→ **WORK REQUIRED**: The answer should contain every record below, output exactly.

[Collected data]
PR #1581, opened 2022-03-25
NTV-445 : Migrate ProjectNotificationBody.java to kotlin and deprecate Autoparcel

hadia:
# 📲 What

- Migrated to kotlin
- Adopt @Parcelize 

# 🤔 Why

# Story 📖
https://kickstarter.atlassian.net/browse/NTV-445


Arkariang (approved):
lgtm!

PR #1585, opened 2022-03-29
NTV-443 : Migrate LoginWithFacebookBody.java to kotlin and deprecate Autoparcel

hadia:
# 📲 What

- Migrated to kotlin
- Adopt @Parcelize 

# 🤔 Why

# 📋 QA
test login with Facebook

# Story 📖
https://kickstarter.atlassian.net/browse/NTV-443


Arkariang (approved):
lgtm! Tested with log in to facebook with the native account 👍

PR #1592, opened 2022-04-05
NTV-476 :Migrate AccessTokenEnvelope.java to kotlin and deprecate Autoparcel

hadia:
# 📲 What

- Migrated to kotlin
- Adopt @Parcelize 

# 🤔 Why

# 👀 See
Uploading device-2022-04-06-000408.mp4…

# 📋 QA

Test Access token after login 

# Story 📖
https://kickstarter.atlassian.net/browse/NTV-476


Arkariang (approved):
lgtm!
- Tested login in with an account without two factor auth
- Tested login in with facebook
- Tested logn in with an account with 2fa active

PR #1609, opened 2022-04-18
NTV-494: Deprecate Autoparcel for ProjectData.kt

hadia:
# 📲 What

- Migrated to kotlin
- Adopt @Parcelize 

# 🤔 Why

# 👀 See

Screen Shot 2022-04-18 at 5 14 57 PM

# 📋 QA
test Project data parameter in segment events 

# Story 📖
https://kickstarter.atlassian.net/browse/NTV-494


Arkariang (approved):
lgtm

PR #1616, opened 2022-04-27
[No-jira]: Update schema.json

Arkariang:
# 📲 What

- Updated schema.json due to the addition of new queries to GrahpQL


hadia (approved):
thanks ☺️

PR #1626, opened 2022-05-12
NTV-380  :Migrate Environment.java to kotlin and deprecate Autoparcel

hadia:
# 📲 What

- Migrated to kotlin
- Adopt @Parcelize 

# 🤔 Why

# 📋 QA
Test  Who App for Environment object used for local, user object ,sharedpreference

# Story 📖
https://kickstarter.atlassian.net/browse/NTV-380


leighdouglas (approved):
Awesome! 🚀🚀

PR #1645, opened 2022-06-16
WEB-568: [Android] Filter root comments with no replies from canceled backer in view model

hadia:
# 📲 What
 As a creator, if a backer cancels their pledge, I want to minimize the visual impact of comment tombstones in the comments of my project.

# 🤔 Why
Comments from canceled backers with no replies do not appear in the list of comments

# 🛠 How
Filter the response in the view model before mapping to remove the Comments from canceled backers with no replies 

# 👀 See
https://user-images.githubusercontent.com/1075310/174097204-ae9df316-b566-426d-9ece-013beaa84c77.mp4

# 📋 QA
1. Back project 
2. Add comments and reply for project and updates 
3. Cancel a pledge

# Story 📖
https://kickstarter.atlassian.net/browse/WEB-568


leighdouglas (approved):
lgtm!

PR #1650, opened 2022-06-28
WEB-605: Update string for flagged comments

leighdouglas:
# 📲 What

Product has updated the flagged comment copy to be a little more clear. 

# 👀 See

New copy: 
Screenshot_20220628-130146

# 📋 QA

Comments should all work as they did before, tests all states between project and update comments. 

# Story 📖

[WEB-605: Update string for flagged comments](https://kickstarter.atlassian.net/browse/WEB-605)


Arkariang (approved):
lgtm, just fix the linter and good to go!

PR #1651, opened 2022-06-30
NTV-569 :  Migrate Signin/Login related classes to kotlin

hadia:
# 📲 What
Migrate classes from java to kotlin

1. ` LoginReason `
2.  `LoginToutViewModel `
3.  `SignupViewModel `
4.  `TwoFactorViewModel `
6.  `LoginPopupMenu `

# 🤔 Why
Migrate All classes to java.

# 📋 QA
test Message Sign/Sigup 2FA 

# Story 📖
https://kickstarter.atlassian.net/browse/NTV-569


app/src/main/java/com/kickstarter/viewmodels/LoginToutViewModel.kt
```diff
@@ -0,0 +1,297 @@
...
+        ActivityViewModel<LoginToutActivity?>(environment),
+        Inputs,
+        Outputs {
+        private var callbackManager: CallbackManager? = null
+        private val currentUser: CurrentUserType
+        private val client: ApiClientType
+
+        private fun clearFacebookSession(e: FacebookException) {
+            LoginManager.getInstance().logOut()
+        }
```
leighdouglas, line 90: Noticed there are a bunch of codecov warnings here, should these be covered by tests? Is this a codecov error related to the other issues we've been having with it?

leighdouglas (approved):
Left a comment about code coverage on one particular view model, otherwise tested on staging and prod and everything is working as it should! 🚀

app/src/main/java/com/kickstarter/viewmodels/LoginToutViewModel.kt
Arkariang: For being able to properly test those callbacks we should've created a wrapper client around FacebookSDK (Dependency Inversion Principle, as we do for Apollo, Retrofit, or Braze ->  [DIP](https://dev.to/tamerlang/understanding-solid-principles-dependency-inversion-1b0f#:~:text=The%20Dependency%20Inversion%20Principle%20(DIP,Details%20should%20depend%20upon%20abstractions.) ), that implementation it's out of the scope of this task for sure.
FYI I think there were some conversations around deprecating Facebook as login method, but nothing conclusive yet, so it's ok for now to not have coverage on those areas yet.

PR #1656, opened 2022-07-18
PAY-1760: create setup intent mutation

Arkariang:
# 📲 What

When loading the pledge screen, in case there is a logged in user, a network call to the CreateSetupIntent mutation will occur, giving back the information we need in next stories to present the paymentSheet

# 🤔 Why
- Present stripe's paymentSheet 

# 👀 See
DataDog trace 
Screen Shot 2022-07-18 at 3 45 46 PM

|  |  |

# 📋 QA

- Add your deviceID to the optimizely audience attached to the Android_PaymentSheet feature flag
- When pressing the new card button nothing will happen if user logged in, but if you analyze datadog or the network profiler you will see the call to the new mutation

# Story 📖

[NTV-1760](https://kickstarter.atlassian.net/browse/PAY-1760)


leighdouglas (approved):
awesome! 🎉

PR #1679, opened 2022-08-23
WEB-699: Android 13 Push Notification Permissions on bootstrap

leighdouglas:
# 📲 What

With android 13, we now request permission for push notifications from the user upon app install. More information here: https://developer.android.com/guide/topics/ui/notifiers/notification-permission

→ **SOLUTION TO THIS EXERCISE**:
PR #1581, opened 2022-03-25
NTV-445 : Migrate ProjectNotificationBody.java to kotlin and deprecate Autoparcel

hadia:
# 📲 What

- Migrated to kotlin
- Adopt @Parcelize 

# 🤔 Why

# Story 📖
https://kickstarter.atlassian.net/browse/NTV-445


Arkariang (approved):
lgtm!

PR #1585, opened 2022-03-29
NTV-443 : Migrate LoginWithFacebookBody.java to kotlin and deprecate Autoparcel

hadia:
# 📲 What

- Migrated to kotlin
- Adopt @Parcelize 

# 🤔 Why

# 📋 QA
test login with Facebook

# Story 📖
https://kickstarter.atlassian.net/browse/NTV-443


Arkariang (approved):
lgtm! Tested with log in to facebook with the native account 👍

PR #1592, opened 2022-04-05
NTV-476 :Migrate AccessTokenEnvelope.java to kotlin and deprecate Autoparcel

hadia:
# 📲 What

- Migrated to kotlin
- Adopt @Parcelize 

# 🤔 Why

# 👀 See
Uploading device-2022-04-06-000408.mp4…

# 📋 QA

Test Access token after login 

# Story 📖
https://kickstarter.atlassian.net/browse/NTV-476


Arkariang (approved):
lgtm!
- Tested login in with an account without two factor auth
- Tested login in with facebook
- Tested logn in with an account with 2fa active

PR #1609, opened 2022-04-18
NTV-494: Deprecate Autoparcel for ProjectData.kt

hadia:
# 📲 What

- Migrated to kotlin
- Adopt @Parcelize 

# 🤔 Why

# 👀 See

Screen Shot 2022-04-18 at 5 14 57 PM

# 📋 QA
test Project data parameter in segment events 

# Story 📖
https://kickstarter.atlassian.net/browse/NTV-494


Arkariang (approved):
lgtm

PR #1616, opened 2022-04-27
[No-jira]: Update schema.json

Arkariang:
# 📲 What

- Updated schema.json due to the addition of new queries to GrahpQL


hadia (approved):
thanks ☺️

PR #1626, opened 2022-05-12
NTV-380  :Migrate Environment.java to kotlin and deprecate Autoparcel

hadia:
# 📲 What

- Migrated to kotlin
- Adopt @Parcelize 

# 🤔 Why

# 📋 QA
Test  Who App for Environment object used for local, user object ,sharedpreference

# Story 📖
https://kickstarter.atlassian.net/browse/NTV-380


leighdouglas (approved):
Awesome! 🚀🚀

PR #1645, opened 2022-06-16
WEB-568: [Android] Filter root comments with no replies from canceled backer in view model

hadia:
# 📲 What
 As a creator, if a backer cancels their pledge, I want to minimize the visual impact of comment tombstones in the comments of my project.

# 🤔 Why
Comments from canceled backers with no replies do not appear in the list of comments

# 🛠 How
Filter the response in the view model before mapping to remove the Comments from canceled backers with no replies 

# 👀 See
https://user-images.githubusercontent.com/1075310/174097204-ae9df316-b566-426d-9ece-013beaa84c77.mp4

# 📋 QA
1. Back project 
2. Add comments and reply for project and updates 
3. Cancel a pledge

# Story 📖
https://kickstarter.atlassian.net/browse/WEB-568


leighdouglas (approved):
lgtm!

PR #1650, opened 2022-06-28
WEB-605: Update string for flagged comments

leighdouglas:
# 📲 What

Product has updated the flagged comment copy to be a little more clear. 

# 👀 See

New copy: 
Screenshot_20220628-130146

# 📋 QA

Comments should all work as they did before, tests all states between project and update comments. 

# Story 📖

[WEB-605: Update string for flagged comments](https://kickstarter.atlassian.net/browse/WEB-605)


Arkariang (approved):
lgtm, just fix the linter and good to go!

PR #1651, opened 2022-06-30
NTV-569 :  Migrate Signin/Login related classes to kotlin

hadia:
# 📲 What
Migrate classes from java to kotlin

1. ` LoginReason `
2.  `LoginToutViewModel `
3.  `SignupViewModel `
4.  `TwoFactorViewModel `
6.  `LoginPopupMenu `

# 🤔 Why
Migrate All classes to java.

# 📋 QA
test Message Sign/Sigup 2FA 

# Story 📖
https://kickstarter.atlassian.net/browse/NTV-569


app/src/main/java/com/kickstarter/viewmodels/LoginToutViewModel.kt
```diff
@@ -0,0 +1,297 @@
...
+        ActivityViewModel<LoginToutActivity?>(environment),
+        Inputs,
+        Outputs {
+        private var callbackManager: CallbackManager? = null
+        private val currentUser: CurrentUserType
+        private val client: ApiClientType
+
+        private fun clearFacebookSession(e: FacebookException) {
+            LoginManager.getInstance().logOut()
+        }
```
leighdouglas, line 90: Noticed there are a bunch of codecov warnings here, should these be covered by tests? Is this a codecov error related to the other issues we've been having with it?

leighdouglas (approved):
Left a comment about code coverage on one particular view model, otherwise tested on staging and prod and everything is working as it should! 🚀

app/src/main/java/com/kickstarter/viewmodels/LoginToutViewModel.kt
Arkariang: For being able to properly test those callbacks we should've created a wrapper client around FacebookSDK (Dependency Inversion Principle, as we do for Apollo, Retrofit, or Braze ->  [DIP](https://dev.to/tamerlang/understanding-solid-principles-dependency-inversion-1b0f#:~:text=The%20Dependency%20Inversion%20Principle%20(DIP,Details%20should%20depend%20upon%20abstractions.) ), that implementation it's out of the scope of this task for sure.
FYI I think there were some conversations around deprecating Facebook as login method, but nothing conclusive yet, so it's ok for now to not have coverage on those areas yet.

PR #1656, opened 2022-07-18
PAY-1760: create setup intent mutation

Arkariang:
# 📲 What

When loading the pledge screen, in case there is a logged in user, a network call to the CreateSetupIntent mutation will occur, giving back the information we need in next stories to present the paymentSheet

# 🤔 Why
- Present stripe's paymentSheet 

# 👀 See
DataDog trace 
Screen Shot 2022-07-18 at 3 45 46 PM

|  |  |

# 📋 QA

- Add your deviceID to the optimizely audience attached to the Android_PaymentSheet feature flag
- When pressing the new card button nothing will happen if user logged in, but if you analyze datadog or the network profiler you will see the call to the new mutation

# Story 📖

[NTV-1760](https://kickstarter.atlassian.net/browse/PAY-1760)


leighdouglas (approved):
awesome! 🎉

PR #1679, opened 2022-08-23
WEB-699: Android 13 Push Notification Permissions on bootstrap

leighdouglas:
# 📲 What

With android 13, we now request permission for push notifications from the user upon app install. More information here: https://developer.android.com/guide/topics/ui/notifiers/notification-permission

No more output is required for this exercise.